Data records
++++++++++
PR #2956, opened 2022-02-03
OBDS-79 Enabled location edit via import

MagdaToczek:


grails-app/services/org/pih/warehouse/data/LocationDataService.groovy
```diff
@@ -112,15 +123,23 @@ class LocationDataService {
             location = new Location()
         }
 
+        def locationTypeToBeChanged = params.locationType ? LocationType.findByNameLike(params.locationType + "%") : null
```
awalkowiak, line 126: Can you name it simply `locationType`?

grails-app/services/org/pih/warehouse/data/LocationDataService.groovy
```diff
@@ -112,15 +123,23 @@ class LocationDataService {
...
         location.locationGroup = params.locationGroup ? LocationGroup.findByName(params.locationGroup) : null
         location.parentLocation = params.parentLocation ? Location.findByNameOrLocationNumber(params.parentLocation, params.parentLocation) : null
         location.organization = params.organization ? Organization.findByCodeOrName(params.organization, params.organization) : null
         location.address = createOrUpdateAddress(params, location?.address?.id)
 
+        //Do not allow to change internal type location to non-internal
+        if (((currentLocationType?.isInternalLocation() || currentLocationType?.isZone()) && (locationTypeToBeChanged?.isInternalLocation() || locationTypeToBeChanged?.isZone())) || !(currentLocationType?.isInternalLocation() || currentLocationType?.isZone())) {
+            location.locationType = locationTypeToBeChanged
+            location.supportedActivities = currentLocationType && locationTypeToBeChanged.equals(currentLocationType) ? location.supportedActivities : new HashSet(location.locationType.getSupportedActivities())
```
awalkowiak, line 140: If you want to add something to the supported activities, you should do `location.addToSupportedActivities(...)`, but is there a need to add something to the location's supported activities if it's already on the location type?

awalkowiak (changes requested):

grails-app/services/org/pih/warehouse/data/LocationDataService.groovy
++++++++++
• Aim of the task: Above are the records. Identify each line that contains the word "locationTypeToBeChanged".

• Finished exercise:
+        def locationTypeToBeChanged = params.locationType ? LocationType.findByNameLike(params.locationType + "%") : null
+        if (((currentLocationType?.isInternalLocation() || currentLocationType?.isZone()) && (locationTypeToBeChanged?.isInternalLocation() || locationTypeToBeChanged?.isZone())) || !(currentLocationType?.isInternalLocation() || currentLocationType?.isZone())) {
+            location.locationType = locationTypeToBeChanged
+            location.supportedActivities = currentLocationType && locationTypeToBeChanged.equals(currentLocationType) ? location.supportedActivities : new HashSet(location.locationType.getSupportedActivities())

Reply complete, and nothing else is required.